In this talk, I will consider a natural extension of PrincipalComponent Analysis (PCA) where the goal is to find a low dimensionalsubspace to represent the given data with minimum projection error,and that is in addition robust to small perturbations (measured in say\ell_\infty norm). Unlike PCA which is solvable in polynomial time,our formulation is computationally intractable to optimize as itcaptures the well-studied sparse PCA objective. I willpresent polynomial time algorithms that give bicriteria constantfactor approximations in the worst case.
 
Our algorithmic techniques will also be robust to corruptions attraining time. I will then discuss theoretical and practical applications
of the main result.
 
Speaker: Sebastien Bubeck
Title: A universal law of robustness via isoperimetry
Abstract: I will present a theorem that tentatively explains why robustness necessitate very large neural networks. Joint work with Mark Sellke.
 
Speaker: Aleksander Madry
Title: ML Model Debugging: A Data Perspective
Abstract: Machine learning models tend to rely on an abundance of training data. Yet, understanding the underlying structure of this data—and models’ exact dependence on it—remains a challenge.

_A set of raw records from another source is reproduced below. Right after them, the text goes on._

PR #9632, opened 2023-12-11
Bigendian

akallabeth:
A first try to get proper test coverage for alternate architectures:
* Build the whole thing on these architectures and let the `ctests` run
* Fix string constants, make them always `UTF-16-LE`

What is not yet addressed:

* ~~`TestFreeRDPCodecProgressive` has some big endian issue~~ reverted commit 6ba4aad9ab0d3a039f982494dc40c7fc56a35376.
* ~~`TestBacktrace` and `TestASN1` fail on `ppc64le`~~ disabled backtrace support, not working in container
* `TestConnect` has an issue with all of the builds, most likely some restriction of the container, needs to be investigated

### DIFF
--- a/.github/workflows/alt-architectures.yml
+++ b/.github/workflows/alt-architectures.yml
@@ -79,6 +79,9 @@ jobs:
               libsdl2-ttf-dev \
               libwebkit2gtk-4.0-dev \
               libopus-dev \
+              libwebp-dev \
+              libpng-dev \
+              libjpeg-dev \
               liburiparser-dev \
               cmake \
               clang
--- a/.github/workflows/alt-architectures.yml
+++ b/.github/workflows/alt-architectures.yml
@@ -1,0 +1,97 @@
+name: '[arm,ppc,ricsv] architecture builds'
+on:
+  workflow_dispatch:
+    branches: [ master, stable* ]
+  schedule:
+    - cron: '30 5 * * SUN'
+
+jobs:
+  build_job:
+    runs-on: ubuntu-latest
+    name: "Test on ${{ matrix.distro }}/${{ matrix.arch }}"
+    strategy:
+      fail-fast: false
+      matrix:
+        include:
+          - arch: armv6
+            distro: bullseye
+          - arch: armv7
+            distro: bullseye
+          - arch: aarch64
+            distro: bullseye
+          - arch: s390x
+            distro: bullseye
+          - arch: ppc64le
+            distro: bullseye
+          - arch: riscv64
+            distro: ubuntu22.04
+    steps:
+      - uses: actions/checkout@v4
+      - uses: uraimo/run-on-arch-action@master
+        name: "Run tests"
+        id: build
+        with:
+          arch: ${{ matrix.arch }}
+          distro: ${{ matrix.distro }}
+          githubToken: ${{ github.token }}
+          env: |
+            CTEST_OUTPUT_ON_FAILURE: 1
+            WLOG_LEVEL: 'trace'
+          install: |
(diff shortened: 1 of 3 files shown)


akallabeth:
@matoro do you know by chance why the asan stuff is failing? the library should be installed and I´ve already switched to clang as compiler, but still :/

matoro:
> @matoro do you know by chance why the asan stuff is failing? the library should be installed and I´ve already switched to clang as compiler, but still :/

No, I had to just chalk it up to QEMU issue.  Do you want to leave `TestConnect`?  This could be simply a race condition, there is a big perf hit due to QEMU so it could be that there just isn't enough delay for the server thread to spin up.

akallabeth:
> > @matoro do you know by chance why the asan stuff is failing? the library should be installed and I´ve already switched to clang as compiler, but still :/
> 
> No, I had to just chalk it up to QEMU issue. Do you want to leave `TestConnect`? This could be simply a race condition, there is a big perf hit due to QEMU so it could be that there just isn't enough delay for the server thread to spin up.
> 
would be nice to have that test working (test coverage around 60% of code, as a client and a server must be running and doing some protocol exchanges)
no other test does cover that much of the code base.
can try with extended timeouts though.

> I can also do a manual ASAN run on real hardware to make sure there aren't any hits specific to BE codepath.
no need, it would only be great to have that integrated to the tests.

akallabeth:
@matoro I can not find the issue the remaining architectures have, do you have any idea?

matoro:
> @matoro I can not find the issue the remaining architectures have, do you have any idea?

The ppc64le ones seem to be bogus qemu issues.  I just tested on real hardware and everything passes.  They might have to be excluded.

The big-endian one on s390 is legit though.  I reproduced on ppc64 BE and it says:

```
154/169 Testing: TestFreeRDPCodecProgressive
154/169 Test: TestFreeRDPCodecProgressive
Command: "/var/tmp/portage/net-misc/freerdp-9999/work/freerdp-9999_build/Testing/TestFreeRDPCodec" "TestFreeRDPCodecProgressive"
Directory: /var/tmp/portage/net-misc/freerdp-9999/work/freerdp-9999_build/libfreerdp/codec/test
"TestFreeRDPCodecProgressive" start time: Jan 24 16:00 UTC
Output:
xxxxxxx [19:16] [PIXEL_FORMAT_BGRX32] 1F1E1C8A != 881D1FFF
<end of output>
Test time =   0.07 sec
Test Failed.
"TestFreeRDPCodecProgressive" end time: Jan 24 16:00 UTC
"TestFreeRDPCodecProgressive" time elapsed: 00:00:00
```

In this talk, we will present a framework for directly modeling predictions as functions of training data. This framework, given a dataset and a learning algorithm, pinpoints—at varying levels of granularity—the relationships between train and test point pairs through the lens of the corresponding model class. Even in its most basic version, our framework enables many applications, including discovering subpopulations, quantifying model brittleness via counterfactuals, and identifying train-test leakage.

Speaker: Gautam Kamath
Title: Statistical Estimation with Differential Privacy
Abstract: Naively implemented, statistical procedures are prone to leaking information about their training data, which can be problematic if the data is sensitive. To address these issues, one can consider differential privacy, a rigorous notion of data privacy which is applicable to algorithms in a variety of statistical settings. In this talk, I will survey recent results in differential private statistical estimation, offering a few vignettes showing that privacy constraints can raise novel challenges for even the most fundamental problems. Along the way, I’ll mention connections to tools and techniques in a number of fields, including modern advances in robust statistics.